ABOUT THIS EXERCISE — Find the lines below that contain "interested" and tally them. Return only the total.

*** Block opens ***

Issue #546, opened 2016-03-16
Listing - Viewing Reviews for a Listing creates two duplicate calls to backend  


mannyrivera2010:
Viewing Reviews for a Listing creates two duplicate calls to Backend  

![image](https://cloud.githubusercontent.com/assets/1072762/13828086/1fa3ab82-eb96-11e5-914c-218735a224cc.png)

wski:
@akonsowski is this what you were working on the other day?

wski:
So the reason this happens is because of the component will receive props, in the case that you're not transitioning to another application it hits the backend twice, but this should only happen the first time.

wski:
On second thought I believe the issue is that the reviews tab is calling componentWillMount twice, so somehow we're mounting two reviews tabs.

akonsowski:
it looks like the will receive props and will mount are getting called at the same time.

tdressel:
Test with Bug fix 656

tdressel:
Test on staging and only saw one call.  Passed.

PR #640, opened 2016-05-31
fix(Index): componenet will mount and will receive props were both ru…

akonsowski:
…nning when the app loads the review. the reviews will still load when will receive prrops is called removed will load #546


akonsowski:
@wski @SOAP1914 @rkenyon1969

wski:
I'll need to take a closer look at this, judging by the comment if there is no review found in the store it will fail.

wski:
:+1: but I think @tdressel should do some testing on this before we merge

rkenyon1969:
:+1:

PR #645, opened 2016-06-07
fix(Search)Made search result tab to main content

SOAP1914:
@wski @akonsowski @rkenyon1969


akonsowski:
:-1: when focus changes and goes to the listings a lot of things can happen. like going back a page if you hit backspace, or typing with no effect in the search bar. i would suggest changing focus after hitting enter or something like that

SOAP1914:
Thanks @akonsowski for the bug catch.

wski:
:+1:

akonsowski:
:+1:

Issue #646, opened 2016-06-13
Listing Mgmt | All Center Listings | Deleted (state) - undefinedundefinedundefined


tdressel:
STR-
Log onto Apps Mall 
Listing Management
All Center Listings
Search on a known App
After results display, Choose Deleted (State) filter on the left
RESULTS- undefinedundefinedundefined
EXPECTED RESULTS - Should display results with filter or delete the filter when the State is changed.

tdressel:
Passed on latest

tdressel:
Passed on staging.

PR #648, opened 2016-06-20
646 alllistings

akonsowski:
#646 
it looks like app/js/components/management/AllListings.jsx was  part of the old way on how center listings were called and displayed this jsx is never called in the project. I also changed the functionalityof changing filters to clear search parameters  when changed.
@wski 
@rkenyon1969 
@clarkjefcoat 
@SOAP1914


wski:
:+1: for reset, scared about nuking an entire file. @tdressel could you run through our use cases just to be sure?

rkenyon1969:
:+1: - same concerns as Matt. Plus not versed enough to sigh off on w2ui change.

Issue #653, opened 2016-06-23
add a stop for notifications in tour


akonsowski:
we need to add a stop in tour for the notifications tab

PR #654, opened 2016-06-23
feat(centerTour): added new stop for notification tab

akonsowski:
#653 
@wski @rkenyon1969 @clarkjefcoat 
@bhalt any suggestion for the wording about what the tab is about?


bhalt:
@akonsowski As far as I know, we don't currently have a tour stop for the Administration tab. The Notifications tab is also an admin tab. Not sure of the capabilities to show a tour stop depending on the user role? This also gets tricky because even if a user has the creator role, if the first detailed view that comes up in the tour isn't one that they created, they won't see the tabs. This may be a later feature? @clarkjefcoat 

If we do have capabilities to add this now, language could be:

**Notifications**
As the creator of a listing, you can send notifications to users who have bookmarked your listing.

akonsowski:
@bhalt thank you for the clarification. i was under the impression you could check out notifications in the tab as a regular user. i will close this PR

*** Block closes ***
*** Block opens ***

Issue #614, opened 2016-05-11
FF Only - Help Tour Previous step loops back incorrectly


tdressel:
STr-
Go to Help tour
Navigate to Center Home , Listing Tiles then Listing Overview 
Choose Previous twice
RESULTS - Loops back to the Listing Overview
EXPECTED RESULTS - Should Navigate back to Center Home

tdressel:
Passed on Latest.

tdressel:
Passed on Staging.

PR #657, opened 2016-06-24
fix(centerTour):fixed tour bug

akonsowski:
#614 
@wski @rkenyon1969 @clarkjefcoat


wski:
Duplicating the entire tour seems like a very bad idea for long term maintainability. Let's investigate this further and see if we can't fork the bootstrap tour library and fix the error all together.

*** Block closes ***
*** Block opens ***

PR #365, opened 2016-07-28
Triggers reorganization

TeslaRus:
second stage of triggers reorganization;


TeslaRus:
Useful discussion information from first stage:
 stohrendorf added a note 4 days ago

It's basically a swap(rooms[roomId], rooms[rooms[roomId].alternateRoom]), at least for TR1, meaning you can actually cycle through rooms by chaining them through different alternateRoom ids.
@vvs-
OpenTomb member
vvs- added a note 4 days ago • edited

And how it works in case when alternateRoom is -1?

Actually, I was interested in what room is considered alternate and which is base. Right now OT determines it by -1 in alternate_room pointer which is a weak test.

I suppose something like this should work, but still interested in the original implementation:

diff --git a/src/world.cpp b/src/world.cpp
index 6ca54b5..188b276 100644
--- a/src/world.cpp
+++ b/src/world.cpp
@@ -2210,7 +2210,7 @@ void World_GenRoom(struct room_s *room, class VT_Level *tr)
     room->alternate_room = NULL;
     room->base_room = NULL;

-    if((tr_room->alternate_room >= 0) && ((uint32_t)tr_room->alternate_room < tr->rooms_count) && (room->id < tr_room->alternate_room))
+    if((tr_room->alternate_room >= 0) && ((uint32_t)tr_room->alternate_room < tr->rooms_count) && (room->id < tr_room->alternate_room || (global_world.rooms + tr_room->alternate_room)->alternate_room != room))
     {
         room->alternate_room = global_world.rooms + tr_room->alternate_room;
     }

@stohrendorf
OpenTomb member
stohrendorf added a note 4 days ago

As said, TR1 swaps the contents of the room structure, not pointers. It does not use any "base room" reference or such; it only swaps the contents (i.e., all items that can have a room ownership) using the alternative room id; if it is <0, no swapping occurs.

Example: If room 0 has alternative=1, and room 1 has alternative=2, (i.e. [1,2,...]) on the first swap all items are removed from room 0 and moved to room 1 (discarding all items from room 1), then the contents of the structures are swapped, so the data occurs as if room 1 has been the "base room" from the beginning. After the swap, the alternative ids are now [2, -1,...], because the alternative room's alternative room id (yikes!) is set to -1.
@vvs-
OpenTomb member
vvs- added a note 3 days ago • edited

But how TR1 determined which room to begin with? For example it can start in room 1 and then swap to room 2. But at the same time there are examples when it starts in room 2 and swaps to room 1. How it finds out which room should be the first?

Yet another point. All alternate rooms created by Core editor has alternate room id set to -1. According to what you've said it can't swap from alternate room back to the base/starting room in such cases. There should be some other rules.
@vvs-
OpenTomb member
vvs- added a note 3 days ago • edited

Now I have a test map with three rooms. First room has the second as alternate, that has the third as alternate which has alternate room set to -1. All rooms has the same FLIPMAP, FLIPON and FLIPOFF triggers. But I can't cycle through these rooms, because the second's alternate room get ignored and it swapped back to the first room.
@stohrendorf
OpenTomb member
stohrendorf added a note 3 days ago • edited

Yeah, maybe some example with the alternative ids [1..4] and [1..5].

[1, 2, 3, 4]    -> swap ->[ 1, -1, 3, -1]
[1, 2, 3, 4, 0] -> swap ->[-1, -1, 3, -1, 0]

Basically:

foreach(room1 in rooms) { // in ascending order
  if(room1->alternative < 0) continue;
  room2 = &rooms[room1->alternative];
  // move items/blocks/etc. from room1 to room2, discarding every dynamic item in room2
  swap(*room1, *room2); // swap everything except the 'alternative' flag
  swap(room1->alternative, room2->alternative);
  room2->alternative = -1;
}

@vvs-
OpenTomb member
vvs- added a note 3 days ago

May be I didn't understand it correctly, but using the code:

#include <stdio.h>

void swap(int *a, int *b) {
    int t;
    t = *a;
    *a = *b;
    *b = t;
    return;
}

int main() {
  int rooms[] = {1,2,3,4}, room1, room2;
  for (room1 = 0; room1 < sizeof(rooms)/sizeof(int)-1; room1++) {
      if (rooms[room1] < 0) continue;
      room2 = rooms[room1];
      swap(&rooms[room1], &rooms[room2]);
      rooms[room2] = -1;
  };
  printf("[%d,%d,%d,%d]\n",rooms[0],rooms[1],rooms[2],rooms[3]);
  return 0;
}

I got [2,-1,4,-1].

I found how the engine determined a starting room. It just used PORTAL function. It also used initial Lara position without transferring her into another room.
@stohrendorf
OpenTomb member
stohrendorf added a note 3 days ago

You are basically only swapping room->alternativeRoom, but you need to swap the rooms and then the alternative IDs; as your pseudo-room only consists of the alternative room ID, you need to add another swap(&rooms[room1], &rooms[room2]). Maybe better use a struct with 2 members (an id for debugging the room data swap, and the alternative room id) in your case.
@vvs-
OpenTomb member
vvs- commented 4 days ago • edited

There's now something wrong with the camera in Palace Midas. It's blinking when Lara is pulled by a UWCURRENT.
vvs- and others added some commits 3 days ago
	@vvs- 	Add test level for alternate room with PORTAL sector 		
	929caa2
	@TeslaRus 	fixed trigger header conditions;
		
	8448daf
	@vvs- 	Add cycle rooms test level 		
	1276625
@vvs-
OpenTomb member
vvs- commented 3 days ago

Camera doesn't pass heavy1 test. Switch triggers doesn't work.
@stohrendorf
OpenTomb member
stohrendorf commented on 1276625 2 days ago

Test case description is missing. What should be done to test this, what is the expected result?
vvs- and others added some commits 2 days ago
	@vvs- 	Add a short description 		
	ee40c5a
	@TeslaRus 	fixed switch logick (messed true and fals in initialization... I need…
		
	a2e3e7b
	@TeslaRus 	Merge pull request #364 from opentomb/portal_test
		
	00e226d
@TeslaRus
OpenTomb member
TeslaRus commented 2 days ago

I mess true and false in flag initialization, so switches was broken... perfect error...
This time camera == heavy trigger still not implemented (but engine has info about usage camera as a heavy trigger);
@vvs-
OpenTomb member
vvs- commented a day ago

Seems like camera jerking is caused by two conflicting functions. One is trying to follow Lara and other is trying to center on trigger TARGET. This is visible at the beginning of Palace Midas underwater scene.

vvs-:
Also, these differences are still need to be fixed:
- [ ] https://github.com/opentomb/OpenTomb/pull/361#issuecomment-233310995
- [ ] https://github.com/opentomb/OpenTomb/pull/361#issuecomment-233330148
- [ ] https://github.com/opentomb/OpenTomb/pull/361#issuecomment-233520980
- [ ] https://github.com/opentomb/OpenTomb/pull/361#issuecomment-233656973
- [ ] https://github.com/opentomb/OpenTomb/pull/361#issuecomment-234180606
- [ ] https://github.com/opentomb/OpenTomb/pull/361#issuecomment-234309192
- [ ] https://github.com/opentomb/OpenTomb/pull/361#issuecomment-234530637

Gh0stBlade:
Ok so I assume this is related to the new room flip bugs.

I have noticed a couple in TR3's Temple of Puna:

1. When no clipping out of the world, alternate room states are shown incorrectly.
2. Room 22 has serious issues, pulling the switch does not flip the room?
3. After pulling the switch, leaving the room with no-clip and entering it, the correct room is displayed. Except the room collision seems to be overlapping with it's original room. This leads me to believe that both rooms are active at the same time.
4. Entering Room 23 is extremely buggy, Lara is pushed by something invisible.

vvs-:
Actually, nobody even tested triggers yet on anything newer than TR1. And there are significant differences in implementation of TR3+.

*** Block closes ***

RESPONSE TO THE TASK — 2